Irrespective of the strengths in the current study, such as the inclusion of multiple developmental outcomes, its consideration of maternal mental health as a potential mediator, and its longitudinal consideration of developmental periods, it was not without limitations. For instance, measures of child mental health relied on parent reports. Whilst this is common when measuring mental health in this age group, parent reports may have been reflective of parental mental health, as opposed to that of the child. Furthermore, it is possible that the mediating effect of maternal mental health is stronger for certain aspects of SES. For example, even after multiple aspects of SES and genetic confounding are taken into account, household income is specifically linked to risk of developing mental health problems in childhood (Kinge et al., 2021). Therefore, the mediating effect of maternal mental health may also be specific to certain indicators of SES. This may mean that we are slightly over or underestimating the SES associations with our aggregated measure.

The present study had limitations by way of sampling. As mentioned, SES distribution weighted towards the more affluent end of the spectrum, with a low percentage of participants from low-income households (12.5%). Likewise, the ALSPAC cohort display high education levels, with 42.6% of mothers educated to an A level or above (Fraser et al., 2013). Whilst this sample allowed us to identify the mediating role of maternal mental health in the association between SES and key developmental outcomes, as well as highlight the negative correlation between high SES and child mental health, future research should aim to incorporate a more evenly distributed sample in terms of SES. Such research could further elucidate the complexity of these associations.

Future research should further consider additional SES timelines during development. For example, as previously noted, SES is more strongly related with childhood injury during early development, and smoking behaviour during adolescence (Chen et al., 2002). By extension, it is possible that the mediating effect of maternal mental health varies depending upon SES during different periods of development, such as infancy, early childhood, and adolescence. Considering multiple SES timelines during development could shed light on the mediating role of maternal mental health in these associations. Building on this, future research should consider additional developmental outcomes where the mediating role of maternal mental health in SES-outcome associations have not yet been considered, such as language and social-emotional domains (Guhn et al., 2020; Luo et al., 2022).

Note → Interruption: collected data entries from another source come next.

PR #3063, opened 2026-02-10
Refactor PCM format handling to use Util methods

nift4:
Tidy up PCM format handling by refactoring a few usages that manually handle all PCM formats to use the Util methods that already exist. 

This also adds missing string representations for existing formats (`C.ENCODING_PCM_DOUBLE` and `C.ENCODING_DSD`) to `EventLogger` to complete format coverage.

This is a pure refactoring change and does not alter existing playback behavior.

### DIFF
--- a/libraries/extractor/src/main/java/androidx/media3/extractor/mp4/BoxParser.java
+++ b/libraries/extractor/src/main/java/androidx/media3/extractor/mp4/BoxParser.java
@@ -2130,17 +2130,12 @@ public final class BoxParser {
       boolean isFloat = (formatSpecificFlags & 1) != 0;
       boolean isBigEndian = (formatSpecificFlags & (1 << 1)) != 0;
       if (!isFloat) {
-        if (bitsPerSample == 8) {
-          pcmEncoding = C.ENCODING_PCM_8BIT;
-        } else if (bitsPerSample == 16) {
-          pcmEncoding = isBigEndian ? C.ENCODING_PCM_16BIT_BIG_ENDIAN : C.ENCODING_PCM_16BIT;
-        } else if (bitsPerSample == 24) {
-          pcmEncoding = isBigEndian ? C.ENCODING_PCM_24BIT_BIG_ENDIAN : C.ENCODING_PCM_24BIT;
-        } else if (bitsPerSample == 32) {
-          pcmEncoding = isBigEndian ? C.ENCODING_PCM_32BIT_BIG_ENDIAN : C.ENCODING_PCM_32BIT;
-        }
-      } else if (bitsPerSample == 32) {
+        pcmEncoding = Util.getPcmEncoding(bitsPerSample, isBigEndian ? BIG_ENDIAN : LITTLE_ENDIAN);
+      } else if (!isBigEndian && bitsPerSample == 32) {
         pcmEncoding = C.ENCODING_PCM_FLOAT;
+      }
+      if (pcmEncoding == C.ENCODING_INVALID) {
+        pcmEncoding = Format.NO_VALUE;
       }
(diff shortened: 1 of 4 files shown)


rohitjoins:
Hi @nift4,

Thank you for raising this PR! On a closer look, it seems that this PR is actually doing quite a few different things at once. The current commit summary "Tidy up pcm format handling in some places" doesn't quite do justice to changes you've included here. To make this clean and easy to review, could I ask you to please split this up into smaller, separate PRs that handle one logical change at a time (not necessarily in this order)?

- A pure refactoring PR to switch to the Util methods.
- A feature PR adding the C.ENCODING_PCM_DOUBLE support, extraction logic, and the ToFloatPcmAudioProcessor format additions.
- A bug fix PR for the 20-bit ALAC issue.

This will make it much easier for us to safely review and merge each independent change. Thank you! Also, please feel free to assign these PRs directly to me.

nift4:
Hi @rohitjoins,

thanks for the quick response. It was done this way because the individual parts are quite small and conflict with each other, but I understand it's harder to review this way. I split it up into three parts as you said: The refactor is included in this PR, the bug fix for 20-bit files is #3089 and the feature one is #3090.

libraries/extractor/src/main/java/androidx/media3/extractor/mp4/BoxParser.java
```diff
@@ -2130,18 +2130,13 @@ private static void parseAudioSampleEntry(
...
-        } else if (bitsPerSample == 16) {
-          pcmEncoding = isBigEndian ? C.ENCODING_PCM_16BIT_BIG_ENDIAN : C.ENCODING_PCM_16BIT;
-        } else if (bitsPerSample == 24) {
-          pcmEncoding = isBigEndian ? C.ENCODING_PCM_24BIT_BIG_ENDIAN : C.ENCODING_PCM_24BIT;
-        } else if (bitsPerSample == 32) {
-          pcmEncoding = isBigEndian ? C.ENCODING_PCM_32BIT_BIG_ENDIAN : C.ENCODING_PCM_32BIT;
-        }
-      } else if (bitsPerSample == 32) {
+        pcmEncoding = Util.getPcmEncoding(bitsPerSample, isBigEndian ? BIG_ENDIAN : LITTLE_ENDIAN);
+      } else if (!isBigEndian && bitsPerSample == 32) {
```
rohitjoins: Addition of `!isBigEndian` looks more like a change in logic than pure refactor, was it intentional?

nift4: Oh, my bad I forgot to split that. It's a bug fix because ENCODING_PCM_FLOAT refers to little endian only and big endian would cause static noise playback. Should we merge this here or in another PR?

rohitjoins: Thanks for clarifying! Since it changes behavior, it would ideally be in its own PR. But if creating another one is a pain, no worries at all, I can take care of splitting this change internally on our end. Let me know!

nift4: Because I'll be away from my computer for a few days, it'd probably be best if you split this change internally instead. Thank you!

rohitjoins: The bug fix was merged as [cd19799](https://github.com/androidx/media/commit/cd197994472ff6c1f2443a51e4fc5a25a3df09cc).

nift4: Great, thanks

Clinical and Health Policy Implications

The findings of the current study have both clinical and health policy implications. For example, our findings call attention to the importance of maternal mental health during early childhood, chiefly within the first year of life. At present, and in line with British Government requirements, a clinical postnatal check is carried out with mother’s six to eight weeks following the birth of their child (British National Health Service Postnatal Review, 2022). This check includes a general discussion about mental health and well-being. We argue for an extension of the current guidelines, to include regular postnatal mental health checks during the first 12-months after a baby’s birth. In view of the role of maternal mental health on the SES-outcome associations, ensuring the mental well-being of mother’s during this critical period is paramount.

Conclusion

In conclusion, the current study demonstrates that SES has significant longitudinal associations with two domains of child development – mental health and cognitive ability. However, the association is different depending upon the domain. In both cases, maternal mental health mediates the association. The variability of the mediating role of maternal mental health indicates its role is transient and dependent upon the developmental outcome in question. We have emphasised the complexity of SES-outcome associations and add to the current body of literature calling for the consideration of factors in a child’s proximal environment that likely mediate this association, in hopes of identifying potential targets for intervention and prevention (Letourneau et al., 2013; Liu et al., 2020; Reiss et al., 2019).